Task item.
The answer must be a single number: how many lines below contain "network".

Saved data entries
□ □ □

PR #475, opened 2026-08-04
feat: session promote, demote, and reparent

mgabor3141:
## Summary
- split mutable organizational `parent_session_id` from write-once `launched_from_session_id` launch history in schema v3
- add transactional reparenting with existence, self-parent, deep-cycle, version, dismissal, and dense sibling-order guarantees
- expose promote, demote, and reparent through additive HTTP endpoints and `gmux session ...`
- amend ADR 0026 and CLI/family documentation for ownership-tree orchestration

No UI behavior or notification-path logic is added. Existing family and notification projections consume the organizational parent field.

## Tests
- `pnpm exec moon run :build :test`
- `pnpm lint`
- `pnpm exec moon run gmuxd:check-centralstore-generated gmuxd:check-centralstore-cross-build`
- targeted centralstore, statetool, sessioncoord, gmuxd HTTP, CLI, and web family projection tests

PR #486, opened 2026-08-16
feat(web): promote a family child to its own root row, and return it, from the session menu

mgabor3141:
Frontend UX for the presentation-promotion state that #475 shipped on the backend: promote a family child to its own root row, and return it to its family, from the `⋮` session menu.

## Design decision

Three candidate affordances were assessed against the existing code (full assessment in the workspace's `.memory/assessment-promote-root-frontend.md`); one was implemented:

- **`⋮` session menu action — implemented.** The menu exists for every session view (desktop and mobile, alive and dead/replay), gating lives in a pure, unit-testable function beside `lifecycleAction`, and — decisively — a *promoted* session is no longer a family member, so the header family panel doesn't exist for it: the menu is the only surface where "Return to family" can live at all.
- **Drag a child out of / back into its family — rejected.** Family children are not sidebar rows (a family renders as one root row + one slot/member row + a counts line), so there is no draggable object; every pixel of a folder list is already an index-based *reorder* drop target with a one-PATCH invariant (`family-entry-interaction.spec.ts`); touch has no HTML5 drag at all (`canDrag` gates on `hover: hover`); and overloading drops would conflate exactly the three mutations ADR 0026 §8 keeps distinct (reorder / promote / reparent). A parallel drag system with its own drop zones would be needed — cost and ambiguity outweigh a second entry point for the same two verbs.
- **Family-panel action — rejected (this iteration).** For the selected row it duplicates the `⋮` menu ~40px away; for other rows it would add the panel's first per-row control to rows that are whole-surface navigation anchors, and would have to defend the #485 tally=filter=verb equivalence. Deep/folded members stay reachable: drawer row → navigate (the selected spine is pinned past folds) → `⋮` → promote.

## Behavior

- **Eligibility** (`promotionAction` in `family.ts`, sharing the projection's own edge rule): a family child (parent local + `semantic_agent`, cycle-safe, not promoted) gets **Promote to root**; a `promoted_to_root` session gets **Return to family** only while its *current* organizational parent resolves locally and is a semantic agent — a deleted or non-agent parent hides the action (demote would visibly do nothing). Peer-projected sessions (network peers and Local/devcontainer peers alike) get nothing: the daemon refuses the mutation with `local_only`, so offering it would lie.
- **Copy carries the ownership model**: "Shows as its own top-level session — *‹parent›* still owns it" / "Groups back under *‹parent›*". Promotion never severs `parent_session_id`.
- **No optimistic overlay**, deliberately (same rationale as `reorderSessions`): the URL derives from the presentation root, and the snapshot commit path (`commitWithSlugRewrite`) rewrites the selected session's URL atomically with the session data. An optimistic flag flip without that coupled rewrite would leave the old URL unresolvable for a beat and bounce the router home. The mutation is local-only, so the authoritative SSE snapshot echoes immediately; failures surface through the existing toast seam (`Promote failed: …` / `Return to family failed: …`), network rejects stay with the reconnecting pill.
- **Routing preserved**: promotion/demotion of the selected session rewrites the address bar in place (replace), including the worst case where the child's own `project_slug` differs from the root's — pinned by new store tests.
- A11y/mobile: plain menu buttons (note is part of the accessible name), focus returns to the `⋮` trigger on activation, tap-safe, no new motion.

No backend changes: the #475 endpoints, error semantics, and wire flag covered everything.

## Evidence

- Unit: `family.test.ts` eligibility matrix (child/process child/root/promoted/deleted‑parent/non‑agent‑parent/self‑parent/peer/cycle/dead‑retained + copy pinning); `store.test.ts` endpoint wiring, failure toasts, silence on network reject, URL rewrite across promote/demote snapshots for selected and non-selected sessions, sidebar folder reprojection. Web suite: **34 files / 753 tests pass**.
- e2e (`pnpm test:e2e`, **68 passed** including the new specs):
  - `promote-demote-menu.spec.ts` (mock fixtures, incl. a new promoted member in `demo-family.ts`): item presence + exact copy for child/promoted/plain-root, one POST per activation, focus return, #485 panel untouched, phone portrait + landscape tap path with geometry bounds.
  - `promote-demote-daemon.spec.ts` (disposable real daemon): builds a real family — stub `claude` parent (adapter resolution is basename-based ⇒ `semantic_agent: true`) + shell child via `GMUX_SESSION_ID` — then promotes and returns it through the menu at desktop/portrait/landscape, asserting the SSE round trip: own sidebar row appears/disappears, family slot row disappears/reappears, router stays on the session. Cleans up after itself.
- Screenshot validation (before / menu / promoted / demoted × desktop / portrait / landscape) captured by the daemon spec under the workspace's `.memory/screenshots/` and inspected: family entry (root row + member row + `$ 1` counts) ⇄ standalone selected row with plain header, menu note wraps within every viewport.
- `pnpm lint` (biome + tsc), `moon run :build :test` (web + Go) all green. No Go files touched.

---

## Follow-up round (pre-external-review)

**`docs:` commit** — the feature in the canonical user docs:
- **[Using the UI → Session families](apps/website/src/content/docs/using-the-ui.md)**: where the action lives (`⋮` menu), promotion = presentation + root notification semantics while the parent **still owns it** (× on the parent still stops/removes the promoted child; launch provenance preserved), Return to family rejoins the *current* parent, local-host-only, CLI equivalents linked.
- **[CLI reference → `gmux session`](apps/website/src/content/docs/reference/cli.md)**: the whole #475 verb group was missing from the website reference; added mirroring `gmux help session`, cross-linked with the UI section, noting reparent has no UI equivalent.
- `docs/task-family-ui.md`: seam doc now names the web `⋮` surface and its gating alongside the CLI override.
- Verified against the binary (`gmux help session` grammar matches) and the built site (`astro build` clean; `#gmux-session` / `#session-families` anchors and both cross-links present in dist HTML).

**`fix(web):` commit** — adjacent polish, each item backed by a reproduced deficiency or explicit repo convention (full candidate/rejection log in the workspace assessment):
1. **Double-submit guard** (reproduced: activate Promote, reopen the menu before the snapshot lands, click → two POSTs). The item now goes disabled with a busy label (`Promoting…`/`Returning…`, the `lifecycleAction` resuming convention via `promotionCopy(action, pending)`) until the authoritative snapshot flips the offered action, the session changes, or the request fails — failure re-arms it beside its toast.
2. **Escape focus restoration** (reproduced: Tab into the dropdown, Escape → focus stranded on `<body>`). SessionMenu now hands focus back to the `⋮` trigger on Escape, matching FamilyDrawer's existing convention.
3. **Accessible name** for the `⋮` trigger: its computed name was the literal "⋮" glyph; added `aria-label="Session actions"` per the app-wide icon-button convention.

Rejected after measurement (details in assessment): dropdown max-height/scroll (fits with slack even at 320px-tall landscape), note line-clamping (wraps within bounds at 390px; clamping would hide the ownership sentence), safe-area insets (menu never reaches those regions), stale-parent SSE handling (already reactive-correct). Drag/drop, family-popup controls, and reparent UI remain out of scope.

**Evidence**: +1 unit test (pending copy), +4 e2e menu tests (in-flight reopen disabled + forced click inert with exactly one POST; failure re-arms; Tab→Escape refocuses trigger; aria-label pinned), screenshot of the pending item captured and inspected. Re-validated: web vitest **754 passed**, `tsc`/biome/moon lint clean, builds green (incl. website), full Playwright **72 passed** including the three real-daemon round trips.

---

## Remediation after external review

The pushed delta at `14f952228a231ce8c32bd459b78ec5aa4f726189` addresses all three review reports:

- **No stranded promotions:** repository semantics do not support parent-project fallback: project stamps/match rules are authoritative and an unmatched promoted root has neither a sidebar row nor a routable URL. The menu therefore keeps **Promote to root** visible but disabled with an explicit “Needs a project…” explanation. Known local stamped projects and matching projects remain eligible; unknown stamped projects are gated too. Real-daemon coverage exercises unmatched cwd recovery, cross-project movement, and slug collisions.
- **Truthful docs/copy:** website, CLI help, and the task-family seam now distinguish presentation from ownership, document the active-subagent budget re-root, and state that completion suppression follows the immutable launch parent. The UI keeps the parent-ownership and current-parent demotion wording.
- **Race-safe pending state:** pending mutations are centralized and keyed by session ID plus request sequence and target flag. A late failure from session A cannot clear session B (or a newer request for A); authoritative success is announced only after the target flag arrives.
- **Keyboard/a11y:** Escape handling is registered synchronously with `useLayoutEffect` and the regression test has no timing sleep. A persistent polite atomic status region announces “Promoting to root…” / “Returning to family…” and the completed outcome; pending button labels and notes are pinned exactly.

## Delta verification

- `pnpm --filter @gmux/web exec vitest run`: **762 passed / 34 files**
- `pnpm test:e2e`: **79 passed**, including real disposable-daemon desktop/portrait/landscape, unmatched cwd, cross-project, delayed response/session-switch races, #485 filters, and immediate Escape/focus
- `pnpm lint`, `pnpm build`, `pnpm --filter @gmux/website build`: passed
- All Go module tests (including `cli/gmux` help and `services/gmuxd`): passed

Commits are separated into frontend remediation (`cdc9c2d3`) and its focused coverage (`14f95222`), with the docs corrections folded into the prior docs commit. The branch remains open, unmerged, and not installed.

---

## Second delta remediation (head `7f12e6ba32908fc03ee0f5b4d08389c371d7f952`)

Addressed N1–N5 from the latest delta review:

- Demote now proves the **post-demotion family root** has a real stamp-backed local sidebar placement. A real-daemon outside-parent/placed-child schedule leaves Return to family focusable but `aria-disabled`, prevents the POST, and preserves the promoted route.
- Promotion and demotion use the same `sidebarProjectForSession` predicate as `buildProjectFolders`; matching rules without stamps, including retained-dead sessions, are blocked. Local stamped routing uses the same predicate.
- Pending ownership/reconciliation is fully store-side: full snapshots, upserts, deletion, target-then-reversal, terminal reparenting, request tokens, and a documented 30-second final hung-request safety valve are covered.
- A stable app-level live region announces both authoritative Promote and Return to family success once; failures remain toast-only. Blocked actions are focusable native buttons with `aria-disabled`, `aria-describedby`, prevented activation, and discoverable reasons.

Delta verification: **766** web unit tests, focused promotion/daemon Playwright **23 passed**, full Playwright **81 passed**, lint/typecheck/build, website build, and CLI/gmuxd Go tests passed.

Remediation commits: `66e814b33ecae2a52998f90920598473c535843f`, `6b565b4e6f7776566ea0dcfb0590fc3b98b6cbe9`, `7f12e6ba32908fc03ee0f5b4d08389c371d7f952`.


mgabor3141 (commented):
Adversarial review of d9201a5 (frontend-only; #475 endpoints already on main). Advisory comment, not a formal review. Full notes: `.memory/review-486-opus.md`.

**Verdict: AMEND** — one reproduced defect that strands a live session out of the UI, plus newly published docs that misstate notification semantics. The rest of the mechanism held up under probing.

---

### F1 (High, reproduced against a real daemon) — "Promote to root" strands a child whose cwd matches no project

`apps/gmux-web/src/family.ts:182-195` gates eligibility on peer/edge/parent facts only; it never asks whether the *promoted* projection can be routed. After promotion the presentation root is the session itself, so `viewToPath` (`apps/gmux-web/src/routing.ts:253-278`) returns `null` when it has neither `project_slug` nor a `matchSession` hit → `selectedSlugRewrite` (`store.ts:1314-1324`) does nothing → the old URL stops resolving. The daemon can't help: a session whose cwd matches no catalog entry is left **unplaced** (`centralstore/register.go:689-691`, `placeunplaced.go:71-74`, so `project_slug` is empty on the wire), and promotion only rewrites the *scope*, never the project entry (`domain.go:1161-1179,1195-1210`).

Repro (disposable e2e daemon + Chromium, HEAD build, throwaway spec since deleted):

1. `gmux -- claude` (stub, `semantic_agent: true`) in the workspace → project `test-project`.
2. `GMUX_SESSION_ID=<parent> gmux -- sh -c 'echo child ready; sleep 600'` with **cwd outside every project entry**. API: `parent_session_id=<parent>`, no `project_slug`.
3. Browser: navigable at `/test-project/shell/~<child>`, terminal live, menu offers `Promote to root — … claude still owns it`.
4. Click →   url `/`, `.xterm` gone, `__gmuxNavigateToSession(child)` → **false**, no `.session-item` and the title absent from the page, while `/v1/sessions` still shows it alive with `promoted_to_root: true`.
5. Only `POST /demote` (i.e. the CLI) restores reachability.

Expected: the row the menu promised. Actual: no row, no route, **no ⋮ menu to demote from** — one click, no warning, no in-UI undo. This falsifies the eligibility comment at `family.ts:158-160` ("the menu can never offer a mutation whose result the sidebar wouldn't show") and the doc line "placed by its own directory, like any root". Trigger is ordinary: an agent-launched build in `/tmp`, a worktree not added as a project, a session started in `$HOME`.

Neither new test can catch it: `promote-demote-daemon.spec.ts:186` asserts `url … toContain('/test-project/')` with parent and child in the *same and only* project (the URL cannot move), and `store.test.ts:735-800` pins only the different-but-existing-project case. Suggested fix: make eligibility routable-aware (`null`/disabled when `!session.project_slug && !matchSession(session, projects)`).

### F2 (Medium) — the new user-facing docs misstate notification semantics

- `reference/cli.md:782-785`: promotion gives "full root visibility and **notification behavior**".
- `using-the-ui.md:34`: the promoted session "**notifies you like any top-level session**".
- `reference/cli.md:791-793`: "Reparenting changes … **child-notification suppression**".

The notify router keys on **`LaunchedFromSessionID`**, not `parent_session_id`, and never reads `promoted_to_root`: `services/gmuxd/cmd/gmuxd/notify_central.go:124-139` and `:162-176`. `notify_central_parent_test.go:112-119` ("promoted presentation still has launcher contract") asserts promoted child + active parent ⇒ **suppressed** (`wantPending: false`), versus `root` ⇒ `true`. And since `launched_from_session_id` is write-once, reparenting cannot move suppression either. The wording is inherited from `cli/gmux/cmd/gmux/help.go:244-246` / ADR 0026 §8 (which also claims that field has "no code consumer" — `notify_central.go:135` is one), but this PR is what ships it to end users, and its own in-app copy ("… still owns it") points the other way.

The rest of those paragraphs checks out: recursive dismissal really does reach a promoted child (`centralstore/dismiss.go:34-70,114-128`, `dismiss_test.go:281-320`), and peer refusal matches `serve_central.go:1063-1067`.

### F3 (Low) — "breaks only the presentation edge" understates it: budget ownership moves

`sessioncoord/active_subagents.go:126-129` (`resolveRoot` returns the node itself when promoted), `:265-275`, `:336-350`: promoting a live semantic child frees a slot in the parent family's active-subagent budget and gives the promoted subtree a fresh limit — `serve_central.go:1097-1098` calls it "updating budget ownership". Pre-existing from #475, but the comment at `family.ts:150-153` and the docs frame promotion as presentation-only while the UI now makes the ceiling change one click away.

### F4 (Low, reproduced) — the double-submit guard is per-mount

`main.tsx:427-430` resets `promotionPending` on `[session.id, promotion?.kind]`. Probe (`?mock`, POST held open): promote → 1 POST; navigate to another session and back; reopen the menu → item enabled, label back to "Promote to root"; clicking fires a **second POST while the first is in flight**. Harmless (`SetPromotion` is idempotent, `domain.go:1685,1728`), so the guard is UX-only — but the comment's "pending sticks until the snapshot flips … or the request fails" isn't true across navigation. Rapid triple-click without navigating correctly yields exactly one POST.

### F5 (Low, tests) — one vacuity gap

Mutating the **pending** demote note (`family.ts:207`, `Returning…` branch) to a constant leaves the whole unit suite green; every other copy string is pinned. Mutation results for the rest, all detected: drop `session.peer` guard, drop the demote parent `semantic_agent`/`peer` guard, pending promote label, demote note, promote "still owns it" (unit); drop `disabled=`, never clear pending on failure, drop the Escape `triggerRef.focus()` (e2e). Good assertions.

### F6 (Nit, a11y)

□ □ □

Exercise answer.
3